Researchers have also made headway on other AI methods that avoid the memory problem. One example is work on a system called DreamCoder which aims to mimic human wake and sleep cycles. It learns things by doing LLM-like research while “awake,” and then it “compresses” that knowledge as it “sleeps” into “memorized” patterns. But there is much more work to be done on the memory problem. The existence of DreamCoder and other memory-based research systems indicates that the contextual memory problems is very hard to solve under the current LLM framework. It might not be as simple as extending context windows and allocating longer-term memory.
Design Limitations
Third, LLMs sample inefficiently, and are effectively bounded by the scope of knowledge at training time. What does this mean in English? It means that an AI brain is stuffed full of our knowledge, but when it is asked to extend beyond the bounds of our knowledge, it does a bad job. It must sample from the space we’ve provided it, and it doesn’t really have a method for extending outside that space. This is why, despite AI’s intelligence growing by leaps and bounds over the last decade plus, it has yet to contribute a substantial new finding in an area of research. It is helpful in spaces where the problem is combinatorial, in work like protein synthesis, because combinatorial problems only require AI to scan the existing knowledge space and find new combinations of existing knowledge, not to generate truly new knowledge.
There is a lot to be gained from combinatorial knowledge.
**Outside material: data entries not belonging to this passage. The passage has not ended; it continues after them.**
PR #7373, opened 2025-07-22
experiment chat editor integration

rebornix:


src/github/copilotRemoteAgent.ts
```diff
@@ -391,7 +394,24 @@ export class CopilotRemoteAgentManager extends Disposable {
 		});
 
 		this._onDidChangeChatSessions.fire();
-		vscode.commands.executeCommand('vscode.open', webviewUri);
+		if (vscode.workspace.getConfiguration('chat').get('agentSessionsViewLocation') !== 'disabled') {
```
joshspicer: This core setting will be undefined on old clients with this new extension. Update engine or change this check?

rebornix: @joshspicer good catch (deleted my old comment)

PR #7393, opened 2025-07-24
Create deno.yml

EvaCoreBot:


alexr00:
Thanks for the PR, but we aren't using deno at the moment.

PR #7479, opened 2025-07-31
Fix microsoft/vscode#259022 always fallback when tool call content is empty

rebornix:


lszomoru:
@rebornix, PR build is 🔴

rzhao271 (approved):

Many breakthroughs in science involve connecting dots between two disparate fields where the researchers know one in depth but not the other. AI could help us connect those dots better. But for truly novel breakthroughs, AI has to be able to extend beyond its sampling space.
This “extension” problem can be seen as a generalization problem, similar to the problem that DreamCoder tries to solve. And that’s where I think the next leap in AI will come. There is ongoing work to find ways to link LLM-based AI to a “generalization” function, which then finds a program that generates a “general” solution to the class of problems we asked the AI to solve. I, personally, do not think LLM-based AI will yield transformative change just yet, but these new approaches may yield a far more advanced intelligence.
Where Does That Leave Us?
The gloom surrounding Karpathy’s 10-year AGI horizon fundamentally misunderstands both where we are and where we’re going. We’ve blown past reasonable expectations from three years ago, going from GPT-3 writing glitchy basic code templates to AI writing half of a frontier lab’s code. And yet we’re still making basic discoveries about fundamental concepts like how these models handle self-reference.
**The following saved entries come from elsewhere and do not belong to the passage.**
PR #7528, opened 2025-08-07
Copilot remote agent tests

osortega:
Adding tests for copilot remote agent functionality

### DIFF
--- a/src/test/common/sessionParsing.test.ts
+++ b/src/test/common/sessionParsing.test.ts
@@ -11,6 +11,7 @@ import {
 	toFileLabel,
 	SessionResponseLogChunk
 } from '../../../common/sessionParsing';
+import { diffHeaders, diffNoAts, simpleDiff } from './fixtures/gitdiff/sessionParsing';
 
 describe('sessionParsing', function () {
 	describe('parseSessionLogs()', function () {
@@ -209,17 +210,7 @@ another non-data line`;
 
 	describe('parseDiff()', function () {
 		it('should parse diff content correctly', function () {
-			const diffContent = `diff --git a/src/file.ts b/src/file.ts
-index 1234567..abcdefg 100644
---- a/src/file.ts
-+++ b/src/file.ts
-@@ -1,4 +1,4 @@
- export function hello() {
--  console.log('hello');
-+  console.log('hello world');
- }`;
-
-			const result = parseDiff(diffContent);
+			const result = parseDiff(simpleDiff);
 
 			assert(result);
 			assert.strictEqual(result.fileA, '/src/file.ts');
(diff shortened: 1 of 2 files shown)


src/lm/tools/copilotRemoteAgentTool.ts
```diff
@@ -127,7 +127,10 @@ export class CopilotRemoteAgentTool implements vscode.LanguageModelTool<CopilotR
 			};
 			const buffer: Buffer = Buffer.from(JSON.stringify(preferredRendering));
 			const data: Uint8Array = Uint8Array.from(buffer);
-			lmResult.push(new vscode.LanguageModelDataPart2(data, 'application/pull-request+json', [vscode.LanguageModelPartAudience.User]));
+
+			// API might not be available for tests, this guarantees we are still able to test
+			const userAudience = (vscode as any).LanguageModelPartAudience?.User ?? 1;
```
osortega: @alexr00 Had to do this because the value was not available during runtime for the tests, not sure if there's a better way to make sure the value is available

src/test/common/sessionParsing.test.ts
```diff
@@ -0,0 +1,298 @@
...
+			const result = parseToolCallDetails(toolCall, '');
+
+			assert.strictEqual(result.toolName, 'Read repository');
+			assert.strictEqual(result.invocationMessage, 'Read repository');
+		});
+	});
+
+	describe('parseDiff()', function () {
+		it('should parse diff content correctly', function () {
+			const diffContent = `diff --git a/src/file.ts b/src/file.ts
```
osortega: Disabled the hygiene script for this since I couldn't figre out a way to disable it for the line.
@alexr00 is there a way to do that?

dbaeumer (dismissed):

src/lm/tools/copilotRemoteAgentTool.ts
alexr00: There is a way! Took 5 tries to get this with Copilot. It really didn't want to do this: https://github.com/microsoft/vscode-pull-request-github/pull/7530

src/test/common/sessionParsing.test.ts
alexr00: The best thing to do would be to add these strings as test fixtures under ./test/common/fixtures. Maybe in a file ./test/common/fixtures/sessionParsing.ts and just export them all as strings from there.

alexr00 (changes requested):
See https://github.com/microsoft/vscode-pull-request-github/pull/7528#discussion_r2259984980

src/test/common/sessionParsing.test.ts
osortega: Perfect! That worked

alexr00 (approved):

The three larger problems I’ve outlined—RL limitations, memory constraints, and the inability to generate truly novel knowledge—are real barriers to AGI. But they are engineering problems, not fundamental impossibilities. The existence of approaches like DreamCoder, work on generalization functions, and the rapid progress in mechanistic interpretability all point to tractable paths forward.
The bearish reaction to Karpathy’s timeline assumes that 10 years is too long to sustain current investment levels. But this misreads what’s actually happening: we’re not waiting for an AGI moment. Each incremental improvement, like better RL, extended memory, or improved sampling, unlocks new capabilities. The combinatorial breakthroughs alone, even without true novel discovery, will alter the way we do business.
As Karpathy says, these problems add up to years, not months. That’s a realistic assessment of difficult, but tractable, engineering challenges. The fact that we can identify specific problems and see paths to solving them should increase confidence in AI’s future. We know what needs to be built. Now comes the hard work of building it.